Hunt through the lines below for the string "errors" and copy each one that has it.

(Items from a data source)
☆ ☆ ☆

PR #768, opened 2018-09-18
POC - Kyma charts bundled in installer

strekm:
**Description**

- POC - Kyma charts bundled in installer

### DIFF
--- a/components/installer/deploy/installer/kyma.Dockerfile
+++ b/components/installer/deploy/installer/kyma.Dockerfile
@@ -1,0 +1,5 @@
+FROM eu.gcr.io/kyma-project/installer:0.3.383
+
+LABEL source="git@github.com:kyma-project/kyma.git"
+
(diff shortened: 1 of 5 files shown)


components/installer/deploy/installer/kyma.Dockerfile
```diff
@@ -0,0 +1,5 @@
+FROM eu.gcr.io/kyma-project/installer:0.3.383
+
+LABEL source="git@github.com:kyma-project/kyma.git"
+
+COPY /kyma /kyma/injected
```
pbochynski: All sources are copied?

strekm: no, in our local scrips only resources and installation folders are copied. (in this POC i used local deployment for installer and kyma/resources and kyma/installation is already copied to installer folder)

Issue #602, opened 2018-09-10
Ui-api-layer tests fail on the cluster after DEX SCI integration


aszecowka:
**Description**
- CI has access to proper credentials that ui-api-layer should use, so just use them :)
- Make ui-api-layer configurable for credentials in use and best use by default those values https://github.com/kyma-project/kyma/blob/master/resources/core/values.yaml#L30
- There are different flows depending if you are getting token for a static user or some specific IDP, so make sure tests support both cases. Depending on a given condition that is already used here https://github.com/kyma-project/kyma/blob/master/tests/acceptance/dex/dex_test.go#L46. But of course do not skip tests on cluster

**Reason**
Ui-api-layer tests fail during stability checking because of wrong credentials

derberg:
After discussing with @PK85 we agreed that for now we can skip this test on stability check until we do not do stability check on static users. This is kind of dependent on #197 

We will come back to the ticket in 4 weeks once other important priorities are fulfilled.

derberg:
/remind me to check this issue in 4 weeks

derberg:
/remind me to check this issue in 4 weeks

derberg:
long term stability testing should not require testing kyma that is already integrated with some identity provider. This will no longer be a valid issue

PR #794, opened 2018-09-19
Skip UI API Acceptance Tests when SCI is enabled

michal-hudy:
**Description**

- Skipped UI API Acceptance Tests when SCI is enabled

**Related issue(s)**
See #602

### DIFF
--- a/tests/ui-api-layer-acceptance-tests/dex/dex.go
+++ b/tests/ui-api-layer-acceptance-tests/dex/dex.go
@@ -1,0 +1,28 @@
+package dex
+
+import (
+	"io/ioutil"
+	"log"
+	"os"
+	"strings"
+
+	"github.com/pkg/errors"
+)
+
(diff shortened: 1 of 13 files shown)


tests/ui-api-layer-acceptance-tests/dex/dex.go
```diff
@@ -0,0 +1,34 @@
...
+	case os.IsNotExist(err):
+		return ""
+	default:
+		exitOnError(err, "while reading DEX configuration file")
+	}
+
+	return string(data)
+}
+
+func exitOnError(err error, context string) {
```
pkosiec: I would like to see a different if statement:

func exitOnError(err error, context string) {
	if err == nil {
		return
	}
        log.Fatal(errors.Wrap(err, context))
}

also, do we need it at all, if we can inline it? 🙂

☆ ☆ ☆

Output for this task:
+	"github.com/pkg/errors"
        log.Fatal(errors.Wrap(err, context))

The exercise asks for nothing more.